Early on in the video, Twice is seen clowning around at the Sunset Beach roller hockey rink with views of the ocean and Granville Island behind them. They also gather in a gelato shop called Ocean Rock Cafe on Marine Drive in White Rock. Backdrops for the dance routine include Gastown alley and Maple Tree Square, Alley Oop (the colourful downtown backlane between Granville Street and Seymour streets) and Stanley Park's Hallelujah Point. In the mix, it also features the Gastown Steam Clock, Angel Hand-Painted Fashions store, White Rock Pier, Steveston's Marine Garage and the SkyTrain while riding an old Mark I train.

On December 3, 2017, it set a new record of the fastest K-pop girl group music video to reach 100 million views on YouTube within 33 days. It surpassed 500 million views in February 2021.

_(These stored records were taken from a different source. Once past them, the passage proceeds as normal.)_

PR #22644, opened 2025-03-18
Different skulls make different skull chalices.

Cthucky:
[GAME OBJECTS]

## About the PR 
Adds skull chalices for each different skull type and hopefully makes them craftable.  I don't actually know what I'm doing.

## Why's this needed? 
It's always bothered me that changeling skulls magically become human skulls when you stick a rod in them.

## Changelog 

```changelog
(u)Mouse
(+)The appearance of a skull chalice now depends on the appearance of the skull it was made from.  Some skulls are better at holding liquids than others.
```


ZeWaka (approved):
cute

PR #22650, opened 2025-03-19
Sliding attack on sanctuary zone fix

### LINKED ISSUE #22592: Slide Attacks Bypassing Sanctuary Zone
### Labels

[BUG][MINOR]

### Description

Sliding into players in sanctuary zones bypass protection and cause damage to the player who is hit by the slide.

### Steps to reproduce

1. Be in a sanctuary zone.
2. Guard, swap to 'throw' intent.
3. Slide into another player.

### Expected Behavior

Slide Attack shouldn't cause damage in sanctuary zones.

Reported by: hollywoods3
Client version: 516.1658
Active test merges: #21781 and #22547
Round log date: 2025-03-14-04-32
Reported on: 2025-03-14 05:14:52
Round ID: 202127
Map: OSHAN

nova2053:
[BUG] [ACTIONS]
## About the PR 
Prevents mobs in sanctuary zones from being damaged by sliding

## Why's this needed? 
Fix #22592

### DIFF
--- a/code/obj/item/grab.dm
+++ b/code/obj/item/grab.dm
@@ -944,19 +944,16 @@
 						else if (H.limbs.l_leg)
 							damage += H.limbs.l_leg.limb_hit_bonus
 					if(issilicon(dive_attack_hit))
-						playsound(src.loc, 'sound/impact_sounds/Metal_Clang_3.ogg', 60, 1)
-						for (var/mob/O in AIviewers(user))
-							O.show_message(SPAN_ALERT("<b>[user] slides into [dive_attack_hit]! What [pick_string("descriptors.txt", "borg_punch")]!</b>"))
+						playsound(user, 'sound/impact_sounds/Metal_Clang_3.ogg', 60, 1)
+						user.visible_message(SPAN_ALERT("<b>[user] slides into [dive_attack_hit]! What [pick_string("descriptors.txt", "borg_punch")]!</b>"))
 					else if (AR.sanctuary)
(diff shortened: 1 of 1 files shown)


ZeWaka (commented):
Why would they be able to hit silicons?

nova2053:
> Why would they be able to hit silicons?

I don't think sliding into silicons deals damage to either party to begin with, just gives a different text message and plays a different sound

code/obj/item/grab.dm
```diff
@@ -946,6 +947,10 @@
 						playsound(src.loc, 'sound/impact_sounds/Metal_Clang_3.ogg', 60, 1)
 						for (var/mob/O in AIviewers(user))
 							O.show_message(SPAN_ALERT("<b>[user] slides into [dive_attack_hit]! What [pick_string("descriptors.txt", "borg_punch")]!</b>"))
+					else if (AR.sanctuary)
+						playsound(user, 'sound/impact_sounds/Generic_Hit_2.ogg', 50, TRUE, -1)
+						for (var/mob/O in AIviewers(user))
+							O.show_message(SPAN_ALERT("<B>[user] slides into [dive_attack_hit] harmlessly!</B>"), 1)
```
ZeWaka, line 953: this should be visible message, same with above and below

ZeWaka (changes requested):
fair enough, one change while you're here

code/obj/item/grab.dm
nova2053: Done in last commit, also noticed sliding into cyborgs didn't play the sound it was supposed to play and fixed it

==Commercial performance==
"Likey" debuted at number 1 and 2 on the Gaon Digital Chart and the Billboard Japan Hot 100, respectively. It charted on top spot of Billboard charts' World Digital Song Sales and K-pop Hot 100 for two consecutive weeks. It also topped Billboard Japans Hot Buzz Song for four consecutive weeks. "Likey" surpassed 100 million streams in February 2019 and 2,500,000 downloads in March 2020 on the Gaon Music Chart. "Likey" was certified Silver for streaming by the Recording Industry Association of Japan (RIAJ) after they introduced streaming certifications in April 2020. The song was subsequently certified Gold in June 2021 and Platinum in December 2024.

==Accolades==
"Likey" won 8 music program awards, including a triple crown (3 wins) on Inkigayo and two wins on M Countdown. It was voted Song of the Year at the 2017 Philippine K-pop Awards and was nominated for Artist of the Year – Digital Music (October) at the 2018 Gaon Chart Music Awards, losing to "Love Story" by Epik High featuring IU.

Music program awards
| Program | Date | Ref. |
| Show Champion | November 8, 2017 |  |
| M Countdown | November 9, 2017 |  |
| November 16, 2017 |  |
| Music Bank | November 10, 2017 |  |
| Show! Music Core | November 11, 2017 |  |
| Inkigayo | November 12, 2017 |  |
| November 19, 2017 |  |
| November 26, 2017 |  |

==Charts==

===Weekly charts===

Weekly chart performance
| Chart (2017) | Peak position |
|---|---|
| Japan (Japan Hot 100) | 2 |
| Philippines (Philippine Hot 100) | 11 |
| Philippines (K-pop Top 5) | 1 |
| South Korea (Gaon) | 1 |
| South Korea (K-pop Hot 100) | 1 |
| US World Digital Song Sales (Billboard) | 1 |

===Year-end charts===

2017 year-end chart performance for "Likey"
| Chart (2017) | Position |
|---|---|
| South Korean (Gaon) | 89 |

2018 year-end chart performance for "Likey"
| Chart (2018) | Position |
|---|---|
| Japan (Japan Hot 100) | 30 |
| South Korean (Gaon) | 63 |

==Certifications and sales==

Certifications and sales
| Region | Certification | Certified units/sales |
| South Korea | — | 2,500,000 |
Streaming
| Japan (RIAJ) | Platinum | 100,000,000^{†} |
| South Korea | — | 100,000,000 |
^{†} Streaming-only figures based on certification alone.